See more examples in benchmark/
directory.
How it works
Consider an immutable type:
struct ABC{A,B,C}
a::A
b::B
c::C
end
Then
abc = restack(abc)
is equivalent to
abc = ABC(
restack(abc.a),
restack(abc.b),
restack(abc.c),
)
For mutable object like x :: Array
, restack
return the input as-is.
In general, restack
is an identity function such that
restack(x) === x
Notice the triple-equality ===
. It means that restack
does not change the behavior of the program while it may benefit run-time performance by sacrificing the memory consumption (slightly) and compile-time.

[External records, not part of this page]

PR #2398, opened 2025-07-26
fix: remove manual connect to SurrealDB instance on checkl

Odonno:
There is an issue with the current implementation of the `SurrealDB` healthcheck: calling `Connect` when already connected throws an exception.

Since connection and reconnection are handled internally in the library, there is no need to call the method manually. It will also be called internally within `Health` if the client is not connected.


Alirexaa:
LGTM, thanks

PR #2433, opened 2025-09-17
Fixes ServiceBus PeekMessageAsync Cancellation Token bug

### LINKED ISSUE #2432: Service Bus queue and subscription health check does not respect cancellation token
**What happened**:
When using the PeekMessagesAsync health check on a queue or subscription, the processor doesn't respect the cancellation token passed to the method. This is because internally the AMPQ client uses timeouts instead of cancellation tokens in their retry policies, by default 1 minute (+5 seconds that are always added for some reason)

I would expect the health check to time out when the cancellation token is triggered.

With connection string pointing to an unreachable destination, register a queue or subscription health check with a timeout. This timeout is not respected.

**Source code sample**:
`builder.Services.AddHeathChecks.AddAzureServiceBusQueue(<connstr>, "queue", timeout: TimeSpan.FromSeconds(5));`

This is especially important for production environments with health checks enabled. Those usually implement a strategy of RequestTimeouts and OutputCaching to prevent cascading health probes causing denials of service. The aspnet core request timeout middleware is not aggressive. Meaning that it doesn't kill the request or respond even if the request hasn't finished. It only triggers the HttpContext.RequestAborted cancellation token. If a health probe doesn't respect the cancellation token, the request is not answered within the timeout and the output cache doesn't get set. The healthcheck should register a callback on the cancellation token and respond unhealthy on it, even if the call to PeekMessagesAsync hasn't completed.

**Environment**:
- .NET Core version 9.0
- Healthchecks version 9.0.0
- Operative system: Windows

andradf:
ServiceBusReceiver.PeekMessageAsync does not necessarily respect the cancellation token. See https://github.com/Azure/azure-sdk-for-net/issues/52620. This causes the SB Queue and Subscription health checks to not return. In production environments where request timeouts and output cache for health endpoints are vital to avoiding health check cascading and DDOS attacks, this limitation prevents the usual request timeout and output caching patterns in AspNet Core from operating correctly. 
To get around this, this PR fails the health check if the receiver.PeekMessage does not return before the cancellation token is triggered.

Please reference the issue this PR will close: #2432

- [x] Code compiles correctly (The Dapr project fails due to deprecated dependency warnings, but that issue is already present in master)
- [x] Created/updated tests
- [x] Unit tests passing

### DIFF
--- a/src/HealthChecks.AzureServiceBus/AzureServiceBusQueueHealthCheck.cs
+++ b/src/HealthChecks.AzureServiceBus/AzureServiceBusQueueHealthCheck.cs
@@ -43,8 +43,15 @@ public class AzureServiceBusQueueHealthCheck : AzureServiceBusHealthCheck<AzureS
                 _queueKey,
                 _ => client.CreateReceiver(Options.QueueName))
                 .ConfigureAwait(false);
-
-            await receiver.PeekMessageAsync(cancellationToken: cancellationToken).ConfigureAwait(false);
+            using var cts = CancellationTokenSource.CreateLinkedTokenSource(cancellationToken);
+            var cancel_task = Task.Delay(Timeout.Infinite, cts.Token);
+            var peek_task = receiver.PeekMessageAsync(cancellationToken: cancellationToken);
+            var winner = await Task.WhenAny(peek_task, cancel_task).ConfigureAwait(false);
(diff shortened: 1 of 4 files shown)


andradf:
@dotnet-policy-service agree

(Side notes: There is an even more experimental function Restacker.unsafe_restack
to re-construct mutable struct
as well. This is unsafe because it breaks the identity (===
) and breaks the assumption of the code relying on finalize
.)
Under the hood, restack
on struct
types work by directly invoking the new
expression. This skips evaluating user-defined constructors and minimizes the run-time overhead.